*WHAT THE TASK REQUIRES*
Scan the entries below. Report each line where the string "that" occurs.
--*--
PR #6, opened 2022-11-13
core: Notification endpoint [sfeqs-1114]

grausof:
This PR adds the endpoint to send a signature request notification via message on the io app. 
It also implements the client for sending the message !


apps/io-func-sign-issuer/src/infra/http/decoders/signature-request.ts
```diff
@@ -18,7 +18,9 @@ import { makeRequireIssuer } from "./issuer";
 const requireSignatureRequestIdFromPath = flow(
   path("signatureRequestId"),
```
gunzip, line 19: isn't `req_id`?

packages/io-services/src/message.ts
```diff
@@ -0,0 +1,18 @@
...
+import * as E from "fp-ts/lib/Either";
+import * as TE from "fp-ts/lib/TaskEither";
+
+import { pipe } from "fp-ts/lib/function";
+
+import { NewMessage } from "@pagopa/io-functions-services-sdk/NewMessage";
+
+import { IOApiClient } from "./client";
+
+export const makesubmitMessageForUser =
```
gunzip, line 11: where is this used? (there's another method whith the same name). do we need this one?

packages/pdv-tokenizer/src/signer.ts
```diff
@@ -1,13 +1,31 @@
...
 export const makeGetSignerByFiscalCode =
-  (): GetSignerByFiscalCode => (fiscalCode) =>
+  (_client: PdvTokenizerClient) => (): GetSignerByFiscalCode => (fiscalCode) =>
     TE.right(
       O.some({
         id: `${fiscalCode}-signer` as NonEmptyString,
       })
     );
+
+// TODO: This is a mock
```
gunzip, line 21: why do we need to mock this part? isn't the pdv client working yet?

grausof: nope!

packages/io-services/src/message.ts
grausof: right! Thanks!

apps/io-func-sign-issuer/src/infra/http/decoders/signature-request.ts
grausof: No, in [function.json ](https://github.com/pagopa/io-sign/blob/0f8093b6320a73cb132115324b166f6af89b9885/apps/io-func-sign-issuer/GetSignatureRequest/function.json#L8) is `signatureRequestId`

packages/pdv-tokenizer/src/signer.ts
grausof: @filippo-tenaglia is still working on bringing it into the refactor!

packages/io-services/src/message.ts
```diff
@@ -0,0 +1,63 @@
...
+      ),
+      TE.chain((createdMessage) =>
+        pipe(
+          createdMessage,
+          E.mapLeft(() => new Error("Unable to send the message!")),
+          E.chainW((response) =>
+            response.status === 201
+              ? E.right(response.value)
+              : E.left(
+                  new Error(`An error occurred while sending the message!`)
```
grausof, line 54: @gunzip Is it ok to use the client in this way or will we have to use `IResponseType`? If so, how?

gunzip: it's ok. for more complex use case you may want to try https://github.com/gvergnaud/ts-pattern

gunzip: just note that you don't want to retry in case of 401 / 403 so you need to return two different kind of errors up to the caller (transient error in case of 500 / 429 -> retry, permanent error 401 / 401 -> do not retry)

grausof: Yes! I will enter it as well as I will use `Conflict` if the notification has already been sent. I am waiting for global error handling

apps/io-func-sign-issuer/src/istitution-registry.ts
```diff
@@ -0,0 +1,21 @@
...
+  subsciptionId: Id,
+  description: t.string,
+});
+
+export type Istitution = t.TypeOf<typeof Istitution>;
+
+export const IstitutionRegistry = t.array(Istitution);
+export type IstitutionRegistry = t.TypeOf<typeof IstitutionRegistry>;
+
+export const istitutionRegistry: IstitutionRegistry = [
```
gunzip, line 15: This must be handled with a separated PR. I guess this will be more like 
`getIstitutionByIssuerId()` that queries the database (rather than a in-memory structure)

grausof: I deleted the registry part, leaving the construction of the message compatible with this new addition!

apps/io-func-sign-issuer/src/app/use-cases/send-notification.ts
```diff
@@ -0,0 +1,103 @@
...
+      }\`\n- expiresAt: \`${
+        signatureRequest.expiresAt ? signatureRequest.expiresAt : "never"
+      }\`\n- dossier: \`${dossier.id}\`\n- docs: \`${JSON.stringify(
+        signatureRequest.documents
+      )}\`\n `,
+    },
+  });
+
+const makeMessage =
+  (getDossier: GetDossier) => (signatureRequest: SignatureRequest) =>
```
gunzip, line 40: nit: a safer way to do this is to accept a modded `SignatureRequest` type that has status = t.literal(`READY`) and notification is `t.undefined`

gunzip (approved):

apps/io-func-sign-issuer/src/app/use-cases/send-notification.ts
grausof: OK thank you. I will take care of using it!

PR #7, opened 2022-11-14
SFEQS-988: implemented the tokenizer apis to manage both calls to ret…

filippo-tenaglia:
…rieve the token by fiscal code and viceversa

Signed-off-by: Filippo Tenaglia <filippo.tenaglia@pagopa.it>


grausof:
@filippo-tenaglia I made a small change to the code to not read the key from the env every time!

gunzip (approved):

PR #10, opened 2022-11-15
feat(io-func-sign-issuer): Add Info endpoint [SFEQS-1155]

lucacavallaro:
Info endpoint for healtcheck


apps/io-func-sign-issuer/src/infra/azure/functions/info.ts
```diff
@@ -0,0 +1,27 @@
...
+import * as azure from "@pagopa/handler-kit/lib/azure";
+
+import { success } from "@internal/io-sign/infra/http/response";
+
+import * as TE from "fp-ts/lib/TaskEither";
+import { pipe, identity } from "fp-ts/lib/function";
+
+import * as t from "io-ts";
+
+const makeInfoHandler = () => {
```
gunzip, line 11: What about trying to load the configuration and throw in case of errors?
(should we consider the function as unhealty in case in order to receive alarms?)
--*--
*ANSWER FOR THE TASK*
gunzip: just note that you don't want to retry in case of 401 / 403 so you need to return two different kind of errors up to the caller (transient error in case of 500 / 429 -> retry, permanent error 401 / 401 -> do not retry)
`getIstitutionByIssuerId()` that queries the database (rather than a in-memory structure)
gunzip, line 40: nit: a safer way to do this is to accept a modded `SignatureRequest` type that has status = t.literal(`READY`) and notification is `t.undefined`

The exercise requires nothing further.